YOUR INSTRUCTIONS: An identical copy of all the entries is the required result.

RECORDS SHOWN:

▼

PR #449, opened 2021-11-18
ClientCredentials conversion to OpenAPI v2

Luukvdm:
ClientCredentials was called application in OpenAPI v2 so this needs to be converted.

Specification:
https://swagger.io/specification/#oauth-flows-object


fenollp:
Thanks. I understand this is a pretty minor change still could you add a regression test?

Luukvdm:
Is this sufficient? I'm new to writing tests in Golang so let me know if I should change or improve something.

Issue #447, opened 2021-11-12
Recursive definitions cause infinite looping


chrisdostert:
If you attempt to generate models for a schema like below, it results in an infinite loop that never completes.

This was originally mentioned in https://github.com/getkin/kin-openapi/issues/309. 

```yaml
openapi: 3.0.1
info:
  title: Recursive refs example
  version: "1.0"
paths: {}
components:
  schemas:
    Complex:
      type: object
      properties:
        parent:
          $ref: '#/components/schemas/Complex'
```

fenollp:
Hi Chris do you mind telling us a bit more about how to produce the bug? 
Loading seems fine: https://github.com/getkin/kin-openapi/pull/448

nguyer:
I think I may have run into this same issue. I have a Go struct that looks like this:

```go
type FFIParam struct {
	Name         string      `json:"name"`
	InternalType string      `json:"internalType"`
	Type         string      `json:"type"`
	Components   []*FFIParam `json:"components,omitempty"`
}
```

And when trying to generate the openapi spec for it, it appears that it goes into an infinite loop and overflows the stack. I've attached the relevant snippet of the log from where this happens. Happy to provide more detail on the code that's generating the openapi if needed.

[log.txt](https://github.com/getkin/kin-openapi/files/7589665/log.txt)

peterbroadhurst:
Created the following UT in `openapi3gen` to reproduce the issue, and work on a fix:

```go
func TestRecursiveSchema(t *testing.T) {

	type RecursiveType struct {
		Field1     string           `json:"field1"`
		Field2     string           `json:"field2"`
		Field3     string           `json:"field3"`
		Components []*RecursiveType `json:"children,omitempty"`
	}

	schemaRef, _, err := NewSchemaRefForValue(&RecursiveType{})
	require.NoError(t, err)

	_, err = schemaRef.MarshalJSON() // *** this blows the stack ***
	require.NoError(t, err)

}
```

fenollp:
@chrisdostert Hi! Are you able to produce a code sample that reproduces your issue?

I think the Kaleido people are experiencing a different issue, from the little code you shared...

PR #451, opened 2021-11-23
Do not clear refs on recursive type references

peterbroadhurst:
Proposed UT and fix for #447 

A reference was being added carefully in the recursion checker while building the struct on this line (note this _also_ includes the `schema` being passed into the `value` of the `$ref` - we leave both):
https://github.com/getkin/kin-openapi/blob/0db2d4c3583875f4fe65b47ccb51662a20ed32a9/openapi3gen/openapi3gen.go#L344

However, it was then being stripped out in this code:
https://github.com/getkin/kin-openapi/blob/0db2d4c3583875f4fe65b47ccb51662a20ed32a9/openapi3gen/openapi3gen.go#L58-L61

As the original `$ref.value` was still there (see note above), this meant the infinite loop occurred on JSON serialization.

### DIFF
--- a/openapi3gen/openapi3gen.go
+++ b/openapi3gen/openapi3gen.go
@@ -57,7 +57,9 @@ func NewSchemaRefForValue(value interface{}, opts ...Option) (*openapi3.SchemaRe
 	g := NewGenerator(opts...)
 	ref, err := g.GenerateSchemaRef(reflect.TypeOf(value))
 	for ref := range g.SchemaRefs {
-		ref.Ref = ""
+		if !strings.HasPrefix(ref.Ref, "#/") {
+			ref.Ref = ""
+		}
 	}
 	return ref, g.SchemaRefs, err
 }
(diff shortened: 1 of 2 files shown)


peterbroadhurst:
Converting to draft while I work with @nguyer to verify this in the overall context of the Swagger generation.

fenollp:
Hi! Thanks for the patch. Before reviewing I'd like to note that this lib is v0 so there should not be much care given to backwards compatibility especially in this very case where the default behavior is troublesome - does not bode well with recursive refs.
Could you adapt your patch to actually replace the previous implementation namely `NewSchemaRefForValue`?

peterbroadhurst:
I've made the update to replace `NewSchemaRefForValue`, which did affect some tests so:

- I've updated tests that wanted to inspect internal details, to use `g := NewGenerator()` directly and call the internal implementation method
- As there was an assertion in the `simple_test.go` that could no longer be there, and that I believe is really more of a sample, I added a test that verifies the sample behavior.

nguyer:
Thanks @peterbroadhurst! I just tested this branch and these changes fix the issue I described in https://github.com/getkin/kin-openapi/issues/447

fenollp:
Superseeded by https://github.com/getkin/kin-openapi/pull/454
Please open an issue / a PR if there's anything you want working differently.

▲

ANSWER SECTION:
PR #449, opened 2021-11-18
ClientCredentials conversion to OpenAPI v2

Luukvdm:
ClientCredentials was called application in OpenAPI v2 so this needs to be converted.

Specification:
https://swagger.io/specification/#oauth-flows-object


fenollp:
Thanks. I understand this is a pretty minor change still could you add a regression test?

Luukvdm:
Is this sufficient? I'm new to writing tests in Golang so let me know if I should change or improve something.

Issue #447, opened 2021-11-12
Recursive definitions cause infinite looping


chrisdostert:
If you attempt to generate models for a schema like below, it results in an infinite loop that never completes.

This was originally mentioned in https://github.com/getkin/kin-openapi/issues/309. 

```yaml
openapi: 3.0.1
info:
  title: Recursive refs example
  version: "1.0"
paths: {}
components:
  schemas:
    Complex:
      type: object
      properties:
        parent:
          $ref: '#/components/schemas/Complex'
```

fenollp:
Hi Chris do you mind telling us a bit more about how to produce the bug? 
Loading seems fine: https://github.com/getkin/kin-openapi/pull/448

nguyer:
I think I may have run into this same issue. I have a Go struct that looks like this:

```go
type FFIParam struct {
	Name         string      `json:"name"`
	InternalType string      `json:"internalType"`
	Type         string      `json:"type"`
	Components   []*FFIParam `json:"components,omitempty"`
}
```

And when trying to generate the openapi spec for it, it appears that it goes into an infinite loop and overflows the stack. I've attached the relevant snippet of the log from where this happens. Happy to provide more detail on the code that's generating the openapi if needed.

[log.txt](https://github.com/getkin/kin-openapi/files/7589665/log.txt)

peterbroadhurst:
Created the following UT in `openapi3gen` to reproduce the issue, and work on a fix:

```go
func TestRecursiveSchema(t *testing.T) {

	type RecursiveType struct {
		Field1     string           `json:"field1"`
		Field2     string           `json:"field2"`
		Field3     string           `json:"field3"`
		Components []*RecursiveType `json:"children,omitempty"`
	}

	schemaRef, _, err := NewSchemaRefForValue(&RecursiveType{})
	require.NoError(t, err)

	_, err = schemaRef.MarshalJSON() // *** this blows the stack ***
	require.NoError(t, err)

}
```

fenollp:
@chrisdostert Hi! Are you able to produce a code sample that reproduces your issue?

I think the Kaleido people are experiencing a different issue, from the little code you shared...

PR #451, opened 2021-11-23
Do not clear refs on recursive type references

peterbroadhurst:
Proposed UT and fix for #447 

A reference was being added carefully in the recursion checker while building the struct on this line (note this _also_ includes the `schema` being passed into the `value` of the `$ref` - we leave both):
https://github.com/getkin/kin-openapi/blob/0db2d4c3583875f4fe65b47ccb51662a20ed32a9/openapi3gen/openapi3gen.go#L344

However, it was then being stripped out in this code:
https://github.com/getkin/kin-openapi/blob/0db2d4c3583875f4fe65b47ccb51662a20ed32a9/openapi3gen/openapi3gen.go#L58-L61

As the original `$ref.value` was still there (see note above), this meant the infinite loop occurred on JSON serialization.

### DIFF
--- a/openapi3gen/openapi3gen.go
+++ b/openapi3gen/openapi3gen.go
@@ -57,7 +57,9 @@ func NewSchemaRefForValue(value interface{}, opts ...Option) (*openapi3.SchemaRe
 	g := NewGenerator(opts...)
 	ref, err := g.GenerateSchemaRef(reflect.TypeOf(value))
 	for ref := range g.SchemaRefs {
-		ref.Ref = ""
+		if !strings.HasPrefix(ref.Ref, "#/") {
+			ref.Ref = ""
+		}
 	}
 	return ref, g.SchemaRefs, err
 }
(diff shortened: 1 of 2 files shown)


peterbroadhurst:
Converting to draft while I work with @nguyer to verify this in the overall context of the Swagger generation.

fenollp:
Hi! Thanks for the patch. Before reviewing I'd like to note that this lib is v0 so there should not be much care given to backwards compatibility especially in this very case where the default behavior is troublesome - does not bode well with recursive refs.
Could you adapt your patch to actually replace the previous implementation namely `NewSchemaRefForValue`?

peterbroadhurst:
I've made the update to replace `NewSchemaRefForValue`, which did affect some tests so:

- I've updated tests that wanted to inspect internal details, to use `g := NewGenerator()` directly and call the internal implementation method
- As there was an assertion in the `simple_test.go` that could no longer be there, and that I believe is really more of a sample, I added a test that verifies the sample behavior.

nguyer:
Thanks @peterbroadhurst! I just tested this branch and these changes fix the issue I described in https://github.com/getkin/kin-openapi/issues/447

fenollp:
Superseeded by https://github.com/getkin/kin-openapi/pull/454
Please open an issue / a PR if there's anything you want working differently.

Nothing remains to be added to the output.